Whenever people talk
about deforestation, usually the things that spring
to mind are negative thoughts brought on mostly by
media hypes and environmentalist drives. People
think about global warming, depletion of natural
resources, and the casual extinction of indigenous
fauna and flora. Yet people don't seem to realize
that there are actually quite a few benefits of
deforestation.
One of the easiest
benefits of deforestation to spot are the economic
ones. Lumber products are one of the most staple
constructive materials in human society. Whether
it's raw lumber used for making tables and houses,
or paper and other wood by-products, we simply
cannot live without the use of lumber. Like steel
and stone, wood is one of the most basic natural
resources, and unlike steel and stone, it is
renewable simply by growing more trees. The only
real trick to balancing it's consumption is to grow
more trees to replace the ones
taken.
On a similarly related
note, keep in mind that a lot of jobs revolve
around the use of lumber. Wood cutters aside, there
are those who work in procesing plants to make glue
from wood sap, process pulp into paper, and others.

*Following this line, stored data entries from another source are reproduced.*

PR #1248, opened 2026-01-27
chore(Dashboard): Use default timepicker

ChristianTackeGSI:
Just use the system's default timepicker instead of hardcoding it.


ArthurSens (approved):
LGTM, thanks!

ChristianTackeGSI:
Thanks! :-)

PR #1263, opened 2026-02-18
feat: do not load config file when path is empty

### LINKED ISSUE #794: Error opening config file postgres_exporter.yml in logs
**What did you do?**
Install/Upgrade to 0.12.0

Tried to add `--config.file=''` and `--config.file='false'` to disable the config file feature but it keeps trying to read the config file. 
Also a default of 'postgres_exporter.yml' doesn't really specify where this file should be located.

No errors in the logs

Error in the logs
```
caller=main.go:86 level=error msg="Error loading config" err="Error opening config file \"postgres_exporter.yml\": open postgres_exporter.yml: no such file or directory"
```
**Environment**

* System information:

`Linux 3.10.0-1160.88.1.el7.x86_64 x86_64`

* postgres_exporter version:

```
# postgres_exporter --version
postgres_exporter, version 0.12.0 (branch: HEAD, revision: f9a1edbbc6d629663aa658378e1d989293e6e488)
  build user:       root@463311dfdfb6
  build date:       20230321-23:52:03
  go version:       go1.20.2
  platform:         linux/amd64
  tags:             netgo static_build
```
* postgres_exporter flags:

Contents of Defaults file:
```
### Managed by SaltStack
DATA_SOURCE_NAME=postgresql://postgres_exporter:********@127.0.0.1:5432/postgres?sslmode=disable
PG_EXPORTER_WEB_LISTEN_ADDRESS=:9187
PG_EXPORTER_DISABLE_DEFAULT_METRICS=false
PG_EXPORTER_DISABLE_SETTINGS_METRICS=false
PG_EXPORTER_EXTEND_QUERY_PATH=/usr/share/prometheus/queries.yaml
PG_EXPORTER_AUTO_DISOVER_DATABASES=true
PG_EXPORTER_EXCLUDE_DATABASES=template0,template1

POSTGRES_EXPORTER_OPTS="--extend.query-path=/usr/share/prometheus/queries.yaml --web.listen-address=:9187"
### EOF ###
```

* PostgreSQL version:

not relevant

* Logs:

litetex:
Fixes #794

### DIFF
--- a/config/config.go
+++ b/config/config.go
@@ -77,16 +77,18 @@ func (ch *Handler) ReloadConfig(f string, logger *slog.Logger) error {
 		}
 	}()
 
-	yamlReader, err := os.Open(f)
-	if err != nil {
-		return fmt.Errorf("error opening config file %q: %s", f, err)
-	}
-	defer yamlReader.Close()
-	decoder := yaml.NewDecoder(yamlReader)
-	decoder.KnownFields(true)
+	if f != "" {
+		yamlReader, err := os.Open(f)
+		if err != nil {
+			return fmt.Errorf("error opening config file %q: %s", f, err)
+		}
+		defer yamlReader.Close()
+		decoder := yaml.NewDecoder(yamlReader)
+		decoder.KnownFields(true)
 
-	if err = decoder.Decode(config); err != nil {
-		return fmt.Errorf("error parsing config file %q: %s", f, err)
+		if err = decoder.Decode(config); err != nil {
+			return fmt.Errorf("error parsing config file %q: %s", f, err)
+		}
 	}
 
 	ch.Lock()


sysadmind (changes requested):
This input is almost guaranteed to never be empty. It has a default in the flag. What are you trying to achieve with this change because I don't think this achieves it?

vnea:
Will it be merged?

ArthurSens:
Hey, sorry for the delay here! 

We recently did a pretty big refactor, so you'll need to rebase and redo your change. 

I do believe it is a good change, though, so I'll try to help you get this merged! A single target Postgres exporter shouldn't need a config file and we shouldn't provide warnings for that

litetex:
Hey so this is getting ridiculous:
* All I did was adding a single quick and dirty `if string is not empty`
* I was told that the PR is not valid - which I answered that it was - and then I never heard any feedback again
* now half a year later I'm getting notifications if I can redo the entire PR because everything was refactored. But the underlying problem was (apparently) overlooked AGAIN.

I'm currently not even using the project nor do I have the repo anymore.

Well how about you do the change yourself because if you already have the repo setup that's an effort of like 1min... oh and I also don't have the risk of wasting my time and waiting half a year again.

ArthurSens:
I'm sorry you feel this way @litetex. We're all volunteers here, doing this work unpaid in our free time. The Prometheus organization has hundreds of exporters and fewer than 5 maintainers across them, so unfortunately reviews do get delayed a bit.

I will open a PR with the fix you suggested. Thank you for suggesting the change!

This is another benefit of deforestation; it opens
more job opportunities for people who would
otherwise be unemployed. These job opportunities
are more than simply a humanitarian concept;
society at large would suffer if all of the people
working in the wood industry were to suddenly find
themselves jobless.
This benefit of
deforestation not only covers the people who cut
down trees and process them, but also extends to
the people who "clean up" after them. For every
patch of forest cut down, arable land becomes
available for farmers, or can be used as an area to
place urban living sites like apartments, houses,
and buildings. The number of people employed by
such a construction project are many and varied.
Or, if the city/government mandates replanting
trees to replace the lost ones, then jobs are also
provided for those people who do the seeding after
a patch of forest is stripped.
Thinking about it, the
cleared areas are places which provide a lot of
potential for growth, and this is yet another
benefit of deforestation. As stated above, arable
land is valuable, and the act of deforestation to
clear a place for farm land provides a much needed
additional food source for man. More often than
not, the soil in a forest is much richer than that
of regular farm lands because of the wide variety
of life it supports. This new land area grants a
much needed place to grow a food supply to deal
with the planet's steadily expanding population of
humanity.
Then,
of course, there is the fact that these cleared
areas may be razed for urban renewal. Given our
burgeoning population growth, additional living
areas made on cleared forest land is another
benefit of deforestation. These places can be
converted into more than just housing areas.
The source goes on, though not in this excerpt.